Records excerpted from a collection:
=== Section Start ===

PR #3894, opened 2018-08-12
tweaked Navy cargo space

Nescio0:
Larger Navy ships should have more cargo space.
* Carrier: 100 (unchanged)
* Cruiser: from 60 to 80
* Frigate: from 35 to 60
* Gunboat: from 50 to 40
* Rainmaker: from 25 to 20
* Lance, Combat Drone, Surveillance Drone: 0 (unchanged)

PR #3896, opened 2018-08-13
adjusted heavy rocket lifetime

Nescio0:
#3866 increased the velocity of the meteor and sidewinder and reduced lifetime to keep range about unchanged. The heavy rocket velocity was also increased, but it was omitted to decrease the lifetime. This proposal adjusts it.
Old: 8×100=800
Current: 9×100=900
Proposed: 9×90=810

(Also rounded meteor and sidewinder lifetime from 490 and 470 respectively to 480, i.e. 8 seconds; the effect on range is hardly noticeable. Meteors and sidewinders are similar weapons and used to have identical lifetime (600). Likewise, torpedoes and typhoons still have the same lifetime (unchanged).)

### DIFF
--- a/data/weapons.txt
+++ b/data/weapons.txt
@@ -652,7 +652,7 @@ outfit "Meteor Missile Launcher"
 		"hit effect" "missile hit"
 		"inaccuracy" 5
 		"velocity" 11
-		"lifetime" 490
+		"lifetime" 480
 		"reload" 80
 		"firing energy" 1
 		"firing heat" 20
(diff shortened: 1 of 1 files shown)


Amazinite:
>(Also rounded meteor and sidewinder lifetime from 490 and 470 respectively to 480, i.e. 8 seconds; the effect on range is hardly noticeable.)

>["it looks nice" should not be an argument.](https://github.com/endless-sky/endless-sky/pull/3894#issuecomment-412349244)

Pointedstick:
Giving it a (slightly) slightly longer range was an intended change, FWIW.

PR #3905, opened 2018-08-21
moved variants from mission to ship files

Nescio0:
Human ship variants are typically listed together in the `variants.txt` file; non-human ship variants are listed directly after the default ship in the same ship file. This is a sensible approach that helps preventing variants from being overlooked. 
However, the `wanderers start.txt` file defined two variants (Deep River (Jump, Unarmed) and Carrier (Alpha)), even though other campaign specific variants (e.g. Carrier (Jump), Deep River 0, Shield Beetle (Jump)) are defined elsewhere. This patch moves those two exceptions to the appropiate files.

### DIFF
--- a/data/variants.txt
+++ b/data/variants.txt
@@ -411,6 +411,39 @@ ship "Bulk Freighter" "Bulk Freighter (Proton)"
 
 
 
+ship "Carrier" "Carrier (Alpha)"
+	outfits
+		"Ion Cannon" 2
+		"Hai Tracker Pod" 4
+		"Hai Tracker" 224
+		"Korath Disruptor" 2
+		"Korath Slicer Turret" 2
+		
+		"Triple Plasma Core"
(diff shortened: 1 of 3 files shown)


endless-sky:
The difference is that those two ships only appear in one mission, which makes them similar to the Asteroid or the Timer Ship. The others you named are either part of generic fleets or are used in multiple missions.

Nescio0:
The difference is the Asteroid and the Timer Ship are not variants.
The "Dreadnought (Jump)" variant is only used once (mission "FW Pug 4: Escorts"); nevertheless, it's defined in `variants.txt`. Likewise, the "Korath World-Ship A (Jump)", "Korath World-Ship B (Jump)", and "Korath World-Ship C (Jump)" variants are defined in `korath ships.txt`, not in `wanderers middle.txt`.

=== Section End ===

_Task statement_. Can you quote exactly the lines from the one containing "The difference is the" through the last line of the records above, and nothing else?

_Solution to this exercise_.
The difference is the Asteroid and the Timer Ship are not variants.
The "Dreadnought (Jump)" variant is only used once (mission "FW Pug 4: Escorts"); nevertheless, it's defined in `variants.txt`. Likewise, the "Korath World-Ship A (Jump)", "Korath World-Ship B (Jump)", and "Korath World-Ship C (Jump)" variants are defined in `korath ships.txt`, not in `wanderers middle.txt`.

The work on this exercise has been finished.